━━━━━ Records for this exercise
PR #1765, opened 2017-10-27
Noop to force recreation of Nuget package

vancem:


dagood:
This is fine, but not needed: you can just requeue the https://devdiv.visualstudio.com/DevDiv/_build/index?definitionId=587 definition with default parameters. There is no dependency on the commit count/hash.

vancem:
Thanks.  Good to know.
━━━━━━━━━━
━━━━━ Records for this exercise
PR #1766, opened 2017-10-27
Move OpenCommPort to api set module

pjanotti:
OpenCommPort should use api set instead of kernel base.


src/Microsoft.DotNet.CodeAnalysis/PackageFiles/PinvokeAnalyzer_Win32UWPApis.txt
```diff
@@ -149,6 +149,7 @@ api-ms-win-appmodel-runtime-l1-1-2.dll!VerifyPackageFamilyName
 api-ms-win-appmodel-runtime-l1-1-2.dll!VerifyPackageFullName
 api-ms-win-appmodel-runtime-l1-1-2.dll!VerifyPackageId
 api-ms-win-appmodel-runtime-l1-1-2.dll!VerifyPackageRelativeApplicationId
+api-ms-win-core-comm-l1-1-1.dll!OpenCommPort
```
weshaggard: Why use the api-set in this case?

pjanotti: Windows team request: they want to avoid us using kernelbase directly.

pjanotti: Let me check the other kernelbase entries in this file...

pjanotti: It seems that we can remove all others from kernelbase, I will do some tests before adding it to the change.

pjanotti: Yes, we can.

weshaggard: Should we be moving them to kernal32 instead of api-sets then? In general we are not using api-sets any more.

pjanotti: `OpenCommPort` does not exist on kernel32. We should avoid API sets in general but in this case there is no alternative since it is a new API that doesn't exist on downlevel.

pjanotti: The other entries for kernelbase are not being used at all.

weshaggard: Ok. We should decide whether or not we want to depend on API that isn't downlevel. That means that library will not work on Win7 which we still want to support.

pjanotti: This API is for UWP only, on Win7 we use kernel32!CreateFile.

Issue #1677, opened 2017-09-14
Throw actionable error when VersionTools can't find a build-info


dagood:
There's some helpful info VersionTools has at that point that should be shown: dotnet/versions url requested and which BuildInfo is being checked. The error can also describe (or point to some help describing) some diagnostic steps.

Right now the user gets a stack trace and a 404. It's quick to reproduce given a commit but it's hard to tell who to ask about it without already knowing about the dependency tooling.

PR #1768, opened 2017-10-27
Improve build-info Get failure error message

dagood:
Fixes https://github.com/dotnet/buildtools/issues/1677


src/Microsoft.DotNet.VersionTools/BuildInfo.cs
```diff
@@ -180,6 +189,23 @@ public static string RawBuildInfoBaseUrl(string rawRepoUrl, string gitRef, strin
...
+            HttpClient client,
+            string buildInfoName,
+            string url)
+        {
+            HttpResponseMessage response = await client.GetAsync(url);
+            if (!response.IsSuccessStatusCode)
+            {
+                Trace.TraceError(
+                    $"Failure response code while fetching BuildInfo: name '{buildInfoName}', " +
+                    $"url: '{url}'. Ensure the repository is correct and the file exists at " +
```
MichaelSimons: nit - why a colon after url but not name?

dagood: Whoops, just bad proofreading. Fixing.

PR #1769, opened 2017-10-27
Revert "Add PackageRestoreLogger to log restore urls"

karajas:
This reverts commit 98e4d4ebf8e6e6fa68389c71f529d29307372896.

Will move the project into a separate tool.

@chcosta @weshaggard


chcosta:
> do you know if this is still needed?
━━━━━━━━━━
━━━━━ Records for this exercise
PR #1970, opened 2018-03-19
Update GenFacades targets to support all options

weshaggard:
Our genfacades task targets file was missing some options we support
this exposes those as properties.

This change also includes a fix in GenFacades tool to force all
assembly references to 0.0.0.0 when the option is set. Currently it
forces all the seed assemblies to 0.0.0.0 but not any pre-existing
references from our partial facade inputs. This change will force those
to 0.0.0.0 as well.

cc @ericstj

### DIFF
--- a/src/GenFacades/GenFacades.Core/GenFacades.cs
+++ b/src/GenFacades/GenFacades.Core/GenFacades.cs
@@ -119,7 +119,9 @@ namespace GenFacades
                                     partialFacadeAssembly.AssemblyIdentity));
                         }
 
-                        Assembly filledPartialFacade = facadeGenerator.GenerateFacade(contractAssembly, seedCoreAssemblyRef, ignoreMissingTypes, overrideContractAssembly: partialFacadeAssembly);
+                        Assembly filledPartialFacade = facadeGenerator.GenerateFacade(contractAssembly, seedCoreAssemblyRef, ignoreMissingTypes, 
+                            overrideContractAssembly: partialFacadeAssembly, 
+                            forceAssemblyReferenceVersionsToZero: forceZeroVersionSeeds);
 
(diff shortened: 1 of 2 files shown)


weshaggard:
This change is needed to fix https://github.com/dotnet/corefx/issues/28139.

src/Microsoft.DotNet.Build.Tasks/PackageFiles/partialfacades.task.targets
━━━━━━━━━━
### Task instructions
All that is wanted is an exact copy of the lines above from the one with "PackageRestoreLogger to log" through the one with "is still needed?", with both ends included.

### Reply
Revert "Add PackageRestoreLogger to log restore urls"

karajas:
This reverts commit 98e4d4ebf8e6e6fa68389c71f529d29307372896.

Will move the project into a separate tool.

@chcosta @weshaggard


chcosta:
> do you know if this is still needed?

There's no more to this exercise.